Abstract
Introduction:
Central to any image-guided surgical procedure is the alignment of image and physical coordinate spaces, or registration. We explored the task of registration in the kidney through in vivo and ex vivo porcine animal models and a human study of minimally invasive kidney surgery.
Methods:
A set of (n = 6) ex vivo porcine kidney models was utilized to study the effect of perfusion and loss of turgor caused by incision. Computed tomography (CT) and laser range scanner localizations of the porcine kidneys were performed before and after renal vessel clamping and after capsular incision. The da Vinci™ robotic surgery system was used for kidney surface acquisition and registration during robot-assisted laparoscopic partial nephrectomy. The surgeon acquired the physical surface data points with a tracked robotic instrument. These data points were aligned to preoperative CT for surface-based registrations.
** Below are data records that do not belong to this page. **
PR #129, opened 2025-07-03
Add Gaussian channel support for Gabs

apkille:
This is a small PR for translating attenuation and amplification Gaussian channels supported in Gabs. [This issue](https://github.com/apkille/Gabs.jl/issues/59) is tracking the implementation of more channels in Gabs; when they're supported, I will ensure that symbolic representations will be added here.

### DIFF
--- a/src/QSymbolicsBase/predefined_CPTP.jl
+++ b/src/QSymbolicsBase/predefined_CPTP.jl
@@ -1,8 +1,34 @@
-export PauliNoiseCPTP, DephasingCPTP, DephasingCPTP, GateCPTP
+export PauliNoiseCPTP, DephasingCPTP, DephasingCPTP, GateCPTP, AttenuatorCPTP, AmplifierCPTP
 
 abstract type NoiseCPTP <: Symbolic{AbstractSuperOperator} end
 isexpr(::NoiseCPTP) = false
 basis(x::NoiseCPTP) = x.basis
+
+"""
+    AttenuatorCPTP(theta::Number, noise::Int)
+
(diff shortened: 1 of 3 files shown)


src/QSymbolicsBase/predefined_CPTP.jl
```diff
@@ -1,9 +1,35 @@
...
 
+"""
+    AttenuatorCPTP(theta::Number, noise::Int)
+
+Attenuation CPTP map, defined by the beam splitter rotation parameter `theta`
+and thermal noise parameter `noise`.
+"""
+@withmetadata struct AttenuatorCPTP <: NoiseCPTP
+    theta::Real
+    noise::Int
```
Krastanov, line 15: I am surprised `noise` is Int. Is this on purpose?

Krastanov (commented):
I have a question about the Int type, but otherwise this seems good to merge.

src/QSymbolicsBase/predefined_CPTP.jl
apkille: I suppose we could instead parametrize `AttenuatorCPTP` in terms of `photons` or `nphotons` to indicate that  the mode that we're operating on is coupled to a bosonic thermal state with `(n)photons`. Usually though when I see mention of this channel though it's in terms of `noise = 2*nphotons + 1`.

Krastanov: But I would have thought `nphotons` is average number of photons, so it does not need to be an int?

Issue #67, opened 2024-07-09
All struct fields should be (concretely) typed (potentially with a type parameter) [$200]


Krastanov:
<details>
<summary><strong>Bug bounty logistic details</strong> (click to expand)</summary>

To claim exclusive time to work on this bounty either post a comment here or message [skrastanov@umass.edu](mailto:skrastanov@umass.edu) with:

- your name
- github username
- **(optional)** a brief list of previous pertinent projects you have engaged in

Currently the project is claimed by `no one` until `...`.

If you want to, you can work on this project without making a claim, however claims are encouraged to give you and other contributors peace of mind. Whoever has made a claim takes precedence when solutions are considered.

You can always propose your own funded project, if you would like to contribute something of value that is not yet covered by an official bounty.
</details>

# Project: All struct fields should be (concretely) typed (potentially with a type parameter) [$200]

Many of the symbolic types in this library are rather clumsily defined, without much attention being paid to the types of their fields. The goal of this bounty is to specify them and parameterize them as much as possible and reasonable, in preparation for next steps like the use of sum types and Unityper.jl. [This forum discussion might provide useful background](https://discourse.julialang.org/t/when-is-it-better-to-use-non-concrete-types-in-structs/29041/11).

**Required skills**: Understanding of Symbolics.jl and Julia's type system

**Reviewer**: Stefan Krastanov

**Duration**: 1 month

#### Payout procedure:

The Funding for these bounties comes from the National Science Foundation and from the NSF Center for Quantum Networks. The payouts are managed by the NumFOCUS foundation and processed in bulk once every two months. If you live in a country in which NumFOCUS can make payments, you can participate in this bounty program.

[Click here for more details about the bug bounty program.](https://github.com/QuantumSavory/.github/blob/main/BUG_BOUNTIES.md)

R-ohit-B-isht:
@Krastanov can i take this?

Krastanov:
Hi, Rohit! Do you have past experience with the julia language? This is a somewhat idiomatic topic that would be easy for someone knowing the language, but not obvious otherwise.

thofma:
Is someone working on this? If not, I would like to take a stab at this.

Krastanov:
Pardon the slow response, last week was a summer workshop. This one is indeed still open and unclaimed. A couple of notes though:

- I have a review backlog from last week so I might be a bit slow to provide reviews
[...]

PR #190, opened 2026-05-12
Concretely type fock and scalar expression fields

Trivolous:
## Summary
- parameterize scalar expression wrapper fields so their stored coefficient/object/vector types are concrete per instance
- parameterize Fock-space states and Gaussian/Fock operators that previously stored `Number` fields
- keep public constructors such as `CoherentState(im)` and `PhaseShiftOp(pi)` working by forwarding to the inferred parametric type

## Bounty scope
This is a focused, reviewable slice of #67 rather than an attempt to finish the full ADT/Moshi direction in one PR.

## Verification
- `git diff --check`

I could not run the Julia test suite locally because `julia` is not installed in this Codex workspace.

Refs #67

### DIFF
--- a/CHANGELOG.md
+++ b/CHANGELOG.md
@@ -1,5 +1,9 @@
 # News
 
+## unreleased
+
+- Concretely type scalar expression wrappers and Fock-space numeric symbolic fields.
+
 ## v0.4.16 - 2026-04-01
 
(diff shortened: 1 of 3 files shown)


Krastanov:
banned and reported for autogenerating broken PRs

In addition, two biomechanical elastic computer models (isotropic and anisotropic) were constructed to simulate deformations in one of the kidneys to assess predictive capabilities.
Results:
The mean displacement at the surface fiducials (glass beads) in six porcine kidneys was 4.4 ± 2.1 mm (range 3.4–6.7 mm), with a maximum displacement range of 6.1 to 11.2 mm. Surface-based registrations using the da Vinci robotic instrument in robot-assisted laparoscopic partial nephrectomy yielded mean and standard deviation closest point distances of 1.4 and 1.1 mm. With respect to computer model predictive capability, the target registration error was on average 6.7 mm without using the model and 3.2 mm with using the model. The maximum target error reduced from 11.4 to 6.2 mm. The anisotropic biomechanical model yielded better performance but was not statistically better.
Conclusions:
An initial point-based alignment followed by an iterative closest point registration is a feasible method of registering preoperative image (CT) space to intraoperative physical (robot) space. Although rigid registration provides utility for image-guidance, local deformations in regions of resection may be more significant. Computer models may be useful for prediction of such deformations, but more investigation is needed to establish the necessity of such compensation.
Introduction
IGS and soft tissue navigation requires tracking devices or systems to execute the image to patient registration. 2 Minimally invasive surgery of the kidney introduces several challenges to this step. In laparoscopic and robotic surgery, access is provided through a series of small incisions. This limits the surface available for registration between localizer space and image space. The appropriateness of the da Vinci™ robot surgical system as part of an IGS system has been evaluated, and the accuracy of the device as a localizer in the operative setting has been previously demonstrated. 3 –6 On the basis of this work, we also aimed to explore the use of the da Vinci surgical system for surface-based registrations during robot-assisted laparoscopic partial nephrectomy (RALPN).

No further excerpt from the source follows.